Site Reliability Engineer

Related keywords: remote job germanyremote job franceremote job spain

Company Overview

Mistral AI is a dynamic company driven by the purpose of harnessing the potential of AI to simplify daily tasks, save time, and boost creativity. The organization focuses on creating high-performance, open-source models and solutions that integrate seamlessly into everyday operations. With teams spread out across the USA, UK, France, Germany, and Singapore, Mistral AI thrives in a competitive culture characterized by collaboration and a commitment to innovation.

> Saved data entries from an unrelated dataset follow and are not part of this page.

PR #455, opened 2026-08-28
docs: daily truth check

Ranjith36963:
Nightly scout pass. Every claim below was verified against **code**, never against another doc. Findings already reported by `scripts/doc_sync_check.py` are excluded as already-handled.

**LIVING surface: 10,291 → 10,285 lines** (57 docs). `doc_sync_check`: **53 → 50** drifted claims. `doc_sync_mutation_test`: **24/24** guards still prove-able.

---

### 1. `.claude/skills/sync/SKILL.md` — closed by DELETE + POINTER
**Doc said** the `LIVING_DOCS` constant is "the only authority and has grown from 6 files to **15**", and told the nightly agent to stamp that list.
**Code says** `LIVING_DOCS` holds **19** entries while **57** tracked docs carry `<!-- doc: LIVING -->`. The structural guards deliberately do *not* read it — `doc_sync_check.living_stamped_docs` takes every tracked `.md` at its own word, and its docstring states outright that `LIVING_DOCS` "stays for the COUNTABLE guards" because it is narrower.
**Why it mattered:** an agent obeying this stamped 19 of 57 docs and left 38 to go red on freshness. Today's guard run shows exactly that failure in progress. Replaced the count and the wrong authority with a pointer to `doc_sync_check.living_stamped_docs`.

### 2. `.claude/skills/verify-job360/SKILL.md` — a **fixed bug documented as live**; closed by DELETE
**Doc said** (as a hard-won gotcha): "the web app saves profiles per-user … but `run_search` loads `load_profile(DEFAULT_TENANT_ID)`. So a logged-in user's 'New Search' runs profile-less."
**Code says** `src.main.run_search` loads `load_profile(user_id or DEFAULT_TENANT_ID)`, and `api.routes.search` passes `user_id=user.id`. The fix is pinned by an existing regression test, `tests/test_main_scheduler_wiring.py::test_run_search_loads_profile_for_given_user`, and the source comment names the same report this gotcha came from.
**Why it mattered:** this is an instruction executed on every verification run, sending the verifier to chase a bug that was fixed. Deleted outright — closure (3) was already in place.

### 3. `.claude/skills/verify-job360/SKILL.md` — dead pointer; closed by DELETE
**Doc said** "See `E2E_TEST_REPORT.md` at the repo root for the format and the two real bugs this methodology already caught."
**Code says** no such file is tracked anywhere in the repo.

### 4. `.claude/skills/verify-job360/SKILL.md` — stale count; closed by DELETE
**Doc said** `test_main.py` has "**14** E2E tests" running "in ~8s".
**Code says** 18 test functions, no parametrisation. Deleted the count and the timing; kept the load-bearing instruction (*do not re-add `--ignore=tests/test_main.py`*).

### 5. All **415** raw `file.py:NN` citations in LIVING docs — closed by POINTER (path kept, rotting number dropped)
These had rotted **wholesale**, silently, exactly as the ratchet's own docstring predicts. Measured examples:

| Doc claim | What that line actually is | Real location |
|---|---|---|
| `settings.py:227` = `EMBED_BACKFILL_PER_RUN` | `MIN_TITLE_GATE` | 267 |
| `settings.py:221` = `SEMANTIC_ENABLED` | a "gate-pass scoring" comment | 261 |
| `settings.py:151/152/155` = the `ENRICHMENT_*` trio | comments about the *storage* floor | 191/192/195 |
| `settings.py:115` = `MIN_STORE_SCORE` | "Delivery is email + webhook only" | 160 |
| `settings.py:60/61` = `OPENAI_API_KEY`/`OPENAI_MODEL` | `REED_API_KEY` / `ADZUNA_APP_ID` | 88/89 |
| `settings.py:279-336` = `RATE_LIMITS` | a comment | 383-440 |
| `core/settings.py:387-400` = `validate_required_env` | `RATE_LIMITS` dict entries | ~497 |
| `main.py:1137-1163` = the enrichment gate | the `INSERT OR IGNORE` block | ~1247 |
| `main.py:853`, `main.py:1137`, `rescore.py:85`, `tasks.py:237` = the Engine-2 gate call sites | — | 910, 1222, 174/432/614, 243 |

Only **one** (`settings.py:25` = `DATABASE_URL`) was still correct. The transform is provably minimal — a verifier confirmed nothing but `:NN` suffixes changed: no `()` call-parens, no `` `:NN` `` continuation refs, no ports, no line counts. The enrichment-gate sentence in `02-search-and-match-engine.md` was additionally repointed at `src.main.run_search` and `workers.tasks.enrich_job_task`.

---

## Outside the stated edit scope — please read

`scripts/line_citation_baseline.txt` is **not** a `.md`, but leaving it would have silently **disabled a CI guard**. The ratchet compares per-file counts against that baseline; with every count now 0 but the old ceilings (e.g. `02-search-and-match-engine.md 70`) still recorded, a doc could have absorbed 70 new raw line numbers without the guard firing. The mutation test caught this and went RED, which is the file's own documented trigger for re-baselining ("These may only ever go DOWN").

Re-baselined to **empty** — the *tightest* setting, not a disabled one: `line_citation_regressions` reads a missing entry as `base.get(rel, 0)`, so **any** raw line number added to **any** LIVING doc now fails immediately. Mutation test passes again, 24/24.

## Step 4 — closing the loop

No new checks proposed for `doc_sync_check.py`; per the brief, that script should stop growing, and the empty ratchet now covers finding 5 permanently. Two observations for a future cycle instead:

- **The existing `skill_dead_paths` guard has a blind spot.** It missed both finding 3 (`E2E_TEST_REPORT.md`) and a bare `api/profile.py` reference in `worker`/`integrator` SKILL.md — the real module is `api/routes/profile.py`. Widening that guard's *input* (rather than adding a new guard) would catch this class. This is the same "a guard is only as wide as what you feed it" shape that `living_stamped_docs` was written to fix.
- **Finding 2 needed no new test** — `test_run_search_loads_profile_for_given_user` already existed. The doc simply never learned. Worth noting that closure (3) only holds if the doc is deleted when the test lands.

## Not fixed (reported, not touched)

- `frontend/tests/design/README.md` carries no `<!-- doc: KIND -->` stamp. Already reported by the guard; per the brief I do not guess a doc's kind.
- The 50 remaining `doc_sync_check` findings are the guard's own and were left to it.

---
_Generated by [Claude Code](https://claude.ai/code/session_01YTXQotLDfdHVJZW9Ae5ZGY)_


Ranjith36963:
**Conflict resolved, but I could not publish the result — the branch update needs a hand.**

## The conflict is fixed

`main` moved 15 commits (the bring/tailor/receipt/MCP pivot). Both conflicts were `main` restructuring sections this PR had only *mechanically* transformed, so both were taken from `main` wholesale and the citation strip re-applied on top:

- `.claude/skills/hard-rules/SKILL.md` — main reordered the rule sections
- `docs/product/pillars/01-user-pillar.md` — main rewrote it around the pivot

All four content findings were **re-verified against current `main`** and still hold. Finding 1 got *worse*, not stale: `LIVING_DOCS` still holds 19 while the stamped estate grew 57 → 61, so `/sync` now misses 42 docs instead of 38.

Verified on the rebuilt tree: `doc_sync_check` **66 → 63**, mutation test **24/24**, LIVING surface **10,775 → 10,769**, raw line citations **415 → 2**.

## What is blocking

I rebuilt the branch onto current `main` as one docs-only commit rather than a merge commit, for a concrete reason: `.claude/hooks/commit-gate.sh` waives the gate only when a commit touches **nothing** under `backend/` or `frontend/`. A merge commit stages main's backend changes, so it demands a full-suite stamp — and the container this ran in has no Postgres, no `psycopg` and no `pytest`, so no honest stamp was possible. I did not fabricate one or bypass the hook.

Publishing that rebuilt branch needs a **force-push**, which was declined by the permission policy in this session. So `origin/docs/daily-truth-check` is still at the old `da8d747` and remains conflicted. **Nothing here is lost** — the finished commit exists locally and as a patch that applies cleanly to `1fba085`.

To land it, either re-run this with force-push allowed, or apply the patch onto a fresh branch off current `main` and point a new PR at it.

## Two things found along the way, neither fixed here

1. **`scripts/agent-gate.sh` is broken on bash 5.2** — it aborts before running any test, so *no* agent on Ubuntu 24.04 can produce a gate stamp. Line 61 puts `|| true` on the line that opens a heredoc inside a command substitution:
   ```bash
   LOCK_OUT="$(cd backend 2>/dev/null && python - <<'PYLOCK' 2>/dev/null || true
   ```
   `bash -n` passes (the static parse defers), but at runtime bash 5.2 re-parses and dies with ``syntax error near unexpected token `||` ``. Minimal repro:
   ```bash
   X="$(cd /tmp && python3 - <<'PY' 2>/dev/null || true
   print("HI")
   PY
   )"
   ```
   Fix is to move `|| true` off the heredoc-opening line (e.g. close the substitution first, then `|| true` on the assignment). I left it alone: it is the commit gate, it is outside this PR's docs-only scope, and I cannot run the suite here to prove a change to it.

2. **`backend/CLAUDE.md` keeps its 2 citations** — it sits under `backend/`, so touching it trips the same gate requirement. Rather than leave them uncounted, I pinned that file at `2` in `line_citation_baseline.txt` with a note; a 3rd still fails the ratchet. Any session that can run the suite should strip them and delete the row.

---

Ranjith36963:
Follow-up to the comment above: the rebuilt work is now on the remote, so it no longer depends on a local container or the patch file.

**Branch: [`docs/daily-truth-check-rebuilt`](https://github.com/Ranjith36963/job360/tree/docs/daily-truth-check-rebuilt)** @ `19261ec` — exactly **1 commit ahead of `main`, 0 behind**, so it is conflict-free by construction.

I pushed to a new ref rather than updating this PR's branch because updating it needs a force-push (the branch was rebuilt onto current `main`, not merged), and that was declined by the permission policy. This PR's branch is deliberately untouched at `da8d747` and still conflicted.

To land it, either open a PR from `docs/daily-truth-check-rebuilt` and close this one, or re-run with force-push allowed and I'll move this PR's branch across. I have not opened a second PR — that is your call, not mine to make unilaterally.

---

Ranjith36963:
Closing: this daily truth-check is CONFLICTING against main and edits docs that were deleted whole on 2026-09-05 (docs/product/pillars/*, STORY.md, etc.). Superseded by the later checks and by #510.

Job Title and Role Summary

The position being offered is for a Site Reliability Engineer (SRE), aimed at individuals possessing significant experience in balancing operational tasks and long-term software engineering practices. The primary goal of the role is to increase the reliability, scalability, and performance of Mistral’s platforms and applications that face customers. It is intended for talented Engineers willing to undertake challenges that involve continuous improvement and developing solutions for optimizing infrastructure and operational processes.

Key Responsibilities

As a Site Reliability Engineer, candidates will engage in both operations (50%) and development (50%) tasks. Below are the main responsibilities associated with this role:

Operations Tasks

  • Design, build, and maintain infrastructures that support web services and machine learning workloads, ensuring they are scalable and fault-tolerant.
  • Ensure high availability and seamless replication of working environments across several high-performance computing (HPC) clusters.
  • Operate production environments while troubleshooting issues, responding to incidents, and performing user administration.
  • Improve monitoring, alerting, and incident response systems to minimize downtime and enhance system performance.
  • Participate in on-call rotations to respond to incidents, conducting root cause analysis as needed.

Development Tasks

  • Drive improvements in infrastructure automation and deployment practices through tools like Kubernetes, Flux, and Terraform.
  • Collaborate with AI/ML teams to develop solutions for secure and reproducible model-training experiments.
  • Build a cloud-agnostic platform that connects research and infrastructure effectively.
  • Design and enhance workflows and tooling to improve system reliability, availability, and performance.
  • Document processes and ensure knowledge sharing within the team.
  • Contribute to open-source projects and collaborate on research publications.

Required Skills and Qualifications

Candidates must bring specific skills and qualifications to be considered:

  • A Master’s degree in Computer Science, Engineering, or a related field.
  • 7+ years of experience in a DevOps/SRE role.
  • Strong experience with cloud computing and distributed system architectures.
  • Familiarity with site reliability and incident response in critical environments.
  • Hands-on experience with CI/CD, containerization, and orchestration tools (like Docker and Kubernetes).
  • Knowledge in monitoring, logging, and observability tools such as Prometheus, Grafana, and Datadog.
  • Proficiency in scripting languages (Python, Go, Bash) and familiarity with infrastructure-as-code tools (like Terraform).
  • Strong networking, security, and system administration knowledge.
  • Excellent problem-solving abilities
  • Self-motivated and suited to work in a fast-paced startup environment.

Additional beneficial experience includes exposure to an AI/ML environment, familiarity with HPC systems, and a background working with modern AI solutions like Fluidstack, Coreweave, or Vast.

Work Environment and Location

This role primarily supports remote work options, focusing on locations within Europe. Mistral AI encourages candidates from countries such as France, UK, Germany, Belgium, Netherlands, Spain, and Italy to apply. However, the company prefers candidates who either reside in Paris or are open to relocation.

New hires are required to visit the Paris office for their onboarding week, after which candidates are expected to work in person for at least three days per month.

Salary and Benefits

While specific salary details were not disclosed, the role offers competitive financial compensation and equity, along with additional benefits that include: Health insurance, transportation allowance, sport allowance, meal vouchers, a private pension plan, and a generous parental leave policy. Furthermore, the company offers visa sponsorship for eligible candidates seeking relocation to work in the mentioned regions.

Conclusion

This position as a Site Reliability Engineer at Mistral AI is an excellent opportunity for experienced professionals ready to make a significant impact in a pioneering company focused on the future of AI. The role promotes a collaborative environment that values creativity and innovation while providing remote flexibility across Europe.



This job offer was originally published on himalayas.app

Mistral AI

United Kingdom

Software development

Full-time

February 17, 2026

8 views

0 clicks on Apply Now


Similar job offers


This job offer summary has been generated using automated technology. While we strive for accuracy, it may not always fully capture the nuances and details of the original job posting. We recommend reviewing the complete job listing before making any decisions or applications.